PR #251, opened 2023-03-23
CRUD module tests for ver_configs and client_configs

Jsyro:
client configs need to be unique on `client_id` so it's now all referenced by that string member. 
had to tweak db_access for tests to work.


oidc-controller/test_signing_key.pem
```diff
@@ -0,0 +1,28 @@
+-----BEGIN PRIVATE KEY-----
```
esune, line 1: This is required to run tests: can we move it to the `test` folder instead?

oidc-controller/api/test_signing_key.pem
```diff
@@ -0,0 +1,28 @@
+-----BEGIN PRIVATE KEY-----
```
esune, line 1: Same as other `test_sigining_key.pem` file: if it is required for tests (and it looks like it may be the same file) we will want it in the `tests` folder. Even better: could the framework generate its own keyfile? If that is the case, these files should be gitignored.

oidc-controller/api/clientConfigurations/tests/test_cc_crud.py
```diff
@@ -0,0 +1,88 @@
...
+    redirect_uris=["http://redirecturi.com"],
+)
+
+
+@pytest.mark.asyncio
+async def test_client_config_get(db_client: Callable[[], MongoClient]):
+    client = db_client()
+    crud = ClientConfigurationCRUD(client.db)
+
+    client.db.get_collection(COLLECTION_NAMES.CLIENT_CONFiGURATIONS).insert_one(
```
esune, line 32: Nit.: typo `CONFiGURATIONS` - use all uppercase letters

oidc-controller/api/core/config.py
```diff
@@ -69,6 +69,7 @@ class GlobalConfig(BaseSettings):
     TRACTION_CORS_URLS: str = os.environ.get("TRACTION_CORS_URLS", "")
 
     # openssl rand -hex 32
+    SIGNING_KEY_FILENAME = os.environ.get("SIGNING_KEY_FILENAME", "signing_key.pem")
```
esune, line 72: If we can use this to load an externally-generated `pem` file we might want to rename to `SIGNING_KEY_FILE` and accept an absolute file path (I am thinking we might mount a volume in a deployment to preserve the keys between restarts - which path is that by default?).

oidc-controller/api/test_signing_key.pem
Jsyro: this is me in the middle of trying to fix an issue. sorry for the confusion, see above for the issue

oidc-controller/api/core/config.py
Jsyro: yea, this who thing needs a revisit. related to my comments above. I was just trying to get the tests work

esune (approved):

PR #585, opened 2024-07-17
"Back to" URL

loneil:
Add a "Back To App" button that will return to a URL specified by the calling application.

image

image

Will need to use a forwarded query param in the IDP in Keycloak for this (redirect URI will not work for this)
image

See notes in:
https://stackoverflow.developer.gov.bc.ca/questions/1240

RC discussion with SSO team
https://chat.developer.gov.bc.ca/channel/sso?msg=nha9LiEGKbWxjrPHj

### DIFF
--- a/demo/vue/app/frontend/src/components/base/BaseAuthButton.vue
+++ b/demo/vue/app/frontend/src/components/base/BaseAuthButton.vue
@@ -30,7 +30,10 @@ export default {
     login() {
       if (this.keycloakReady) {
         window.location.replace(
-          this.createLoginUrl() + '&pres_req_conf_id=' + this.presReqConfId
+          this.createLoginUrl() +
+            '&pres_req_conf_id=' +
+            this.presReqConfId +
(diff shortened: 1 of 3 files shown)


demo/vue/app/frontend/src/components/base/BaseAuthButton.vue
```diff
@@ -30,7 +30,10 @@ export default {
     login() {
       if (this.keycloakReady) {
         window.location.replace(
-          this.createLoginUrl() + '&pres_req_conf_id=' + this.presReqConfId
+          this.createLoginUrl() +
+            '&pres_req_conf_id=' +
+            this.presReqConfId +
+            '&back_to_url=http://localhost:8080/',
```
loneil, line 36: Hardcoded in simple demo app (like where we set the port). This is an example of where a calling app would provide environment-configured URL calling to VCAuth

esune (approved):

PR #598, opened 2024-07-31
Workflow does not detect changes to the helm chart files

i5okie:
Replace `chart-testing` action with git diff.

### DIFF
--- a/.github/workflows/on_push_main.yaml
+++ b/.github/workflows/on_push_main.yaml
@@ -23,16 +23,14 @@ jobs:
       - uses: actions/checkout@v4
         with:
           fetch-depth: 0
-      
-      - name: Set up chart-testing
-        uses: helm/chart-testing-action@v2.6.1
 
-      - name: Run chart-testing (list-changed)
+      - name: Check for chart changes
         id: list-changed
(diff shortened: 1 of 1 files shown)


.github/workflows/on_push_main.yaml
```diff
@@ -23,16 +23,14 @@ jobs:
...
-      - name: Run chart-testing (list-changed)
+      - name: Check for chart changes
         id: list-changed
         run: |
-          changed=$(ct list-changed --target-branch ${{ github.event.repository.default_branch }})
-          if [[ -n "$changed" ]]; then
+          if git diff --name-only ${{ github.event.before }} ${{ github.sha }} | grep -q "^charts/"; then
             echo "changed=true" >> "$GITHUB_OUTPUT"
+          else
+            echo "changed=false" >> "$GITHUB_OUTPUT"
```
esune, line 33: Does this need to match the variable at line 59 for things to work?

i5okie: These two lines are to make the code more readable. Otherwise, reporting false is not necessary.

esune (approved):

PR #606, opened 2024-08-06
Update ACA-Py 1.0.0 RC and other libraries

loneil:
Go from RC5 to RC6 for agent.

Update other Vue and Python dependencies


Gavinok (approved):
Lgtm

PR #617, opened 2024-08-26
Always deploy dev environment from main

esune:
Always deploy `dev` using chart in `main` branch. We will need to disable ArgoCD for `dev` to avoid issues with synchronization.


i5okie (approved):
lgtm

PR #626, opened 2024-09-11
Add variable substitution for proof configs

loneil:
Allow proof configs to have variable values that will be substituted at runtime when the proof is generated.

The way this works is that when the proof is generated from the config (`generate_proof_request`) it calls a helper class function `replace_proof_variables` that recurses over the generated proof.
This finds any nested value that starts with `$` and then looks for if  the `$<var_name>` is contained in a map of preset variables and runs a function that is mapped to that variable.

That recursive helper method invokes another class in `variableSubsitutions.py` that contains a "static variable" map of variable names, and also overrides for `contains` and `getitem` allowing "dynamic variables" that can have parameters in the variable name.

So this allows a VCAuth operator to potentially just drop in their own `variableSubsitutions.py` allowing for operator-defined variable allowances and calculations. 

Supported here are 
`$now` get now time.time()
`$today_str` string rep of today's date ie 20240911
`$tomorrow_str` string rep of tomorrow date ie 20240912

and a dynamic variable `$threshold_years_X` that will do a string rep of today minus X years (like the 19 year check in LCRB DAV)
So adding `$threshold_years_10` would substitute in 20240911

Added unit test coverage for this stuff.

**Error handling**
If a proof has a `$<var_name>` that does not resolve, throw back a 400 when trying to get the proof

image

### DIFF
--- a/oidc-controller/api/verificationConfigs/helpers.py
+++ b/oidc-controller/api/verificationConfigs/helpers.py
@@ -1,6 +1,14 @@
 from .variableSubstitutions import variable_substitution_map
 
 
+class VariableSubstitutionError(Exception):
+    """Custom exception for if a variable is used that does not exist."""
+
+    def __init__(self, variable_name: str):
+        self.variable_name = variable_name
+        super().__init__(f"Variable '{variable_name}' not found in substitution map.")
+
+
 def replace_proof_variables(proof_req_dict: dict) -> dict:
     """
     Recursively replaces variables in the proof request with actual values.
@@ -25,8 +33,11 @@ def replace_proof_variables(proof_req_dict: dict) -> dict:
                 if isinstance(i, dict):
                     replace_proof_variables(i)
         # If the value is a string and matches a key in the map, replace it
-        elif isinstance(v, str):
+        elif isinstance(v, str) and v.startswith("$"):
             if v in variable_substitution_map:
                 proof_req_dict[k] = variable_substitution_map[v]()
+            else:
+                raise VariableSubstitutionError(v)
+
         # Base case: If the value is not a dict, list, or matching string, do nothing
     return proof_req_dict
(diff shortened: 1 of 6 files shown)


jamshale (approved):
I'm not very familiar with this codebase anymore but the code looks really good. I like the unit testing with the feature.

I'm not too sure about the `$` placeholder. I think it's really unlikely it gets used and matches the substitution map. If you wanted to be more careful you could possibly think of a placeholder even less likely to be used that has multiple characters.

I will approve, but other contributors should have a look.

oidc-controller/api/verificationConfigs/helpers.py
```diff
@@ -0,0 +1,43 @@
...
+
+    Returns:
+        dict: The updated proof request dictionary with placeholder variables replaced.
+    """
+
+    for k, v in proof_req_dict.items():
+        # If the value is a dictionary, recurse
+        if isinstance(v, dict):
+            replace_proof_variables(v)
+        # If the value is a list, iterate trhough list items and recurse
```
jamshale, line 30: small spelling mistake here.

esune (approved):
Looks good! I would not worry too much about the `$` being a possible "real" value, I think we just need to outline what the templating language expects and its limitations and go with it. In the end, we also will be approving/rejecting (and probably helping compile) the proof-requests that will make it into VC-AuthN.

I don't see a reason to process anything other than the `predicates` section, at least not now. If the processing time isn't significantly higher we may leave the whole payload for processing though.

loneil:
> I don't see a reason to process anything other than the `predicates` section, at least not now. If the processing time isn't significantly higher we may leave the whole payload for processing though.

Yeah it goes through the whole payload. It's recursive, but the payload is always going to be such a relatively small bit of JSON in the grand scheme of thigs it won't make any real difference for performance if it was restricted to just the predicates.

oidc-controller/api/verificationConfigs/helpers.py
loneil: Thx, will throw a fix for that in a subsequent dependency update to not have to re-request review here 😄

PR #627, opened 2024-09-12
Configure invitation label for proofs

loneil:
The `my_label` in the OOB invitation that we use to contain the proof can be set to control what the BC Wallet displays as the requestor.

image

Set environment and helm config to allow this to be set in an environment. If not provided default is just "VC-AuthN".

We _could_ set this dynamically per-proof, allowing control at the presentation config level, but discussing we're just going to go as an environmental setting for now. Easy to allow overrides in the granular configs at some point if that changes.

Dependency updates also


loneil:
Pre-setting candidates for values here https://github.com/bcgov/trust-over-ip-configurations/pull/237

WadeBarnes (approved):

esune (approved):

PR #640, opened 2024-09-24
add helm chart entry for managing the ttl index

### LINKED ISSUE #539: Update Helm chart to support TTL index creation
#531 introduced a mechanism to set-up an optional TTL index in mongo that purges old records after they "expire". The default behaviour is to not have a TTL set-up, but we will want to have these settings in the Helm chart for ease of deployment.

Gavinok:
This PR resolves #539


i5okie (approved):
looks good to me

──────

An exact copy is needed of the closing lines of the entries above, counting from the one that contains "We _could_ set" and including it and the last.

- [TASK OUTPUT]
We _could_ set this dynamically per-proof, allowing control at the presentation config level, but discussing we're just going to go as an environmental setting for now. Easy to allow overrides in the granular configs at some point if that changes.

Dependency updates also


loneil:
Pre-setting candidates for values here https://github.com/bcgov/trust-over-ip-configurations/pull/237

WadeBarnes (approved):

esune (approved):

PR #640, opened 2024-09-24
add helm chart entry for managing the ttl index

### LINKED ISSUE #539: Update Helm chart to support TTL index creation
#531 introduced a mechanism to set-up an optional TTL index in mongo that purges old records after they "expire". The default behaviour is to not have a TTL set-up, but we will want to have these settings in the Helm chart for ease of deployment.

Gavinok:
This PR resolves #539


i5okie (approved):
looks good to me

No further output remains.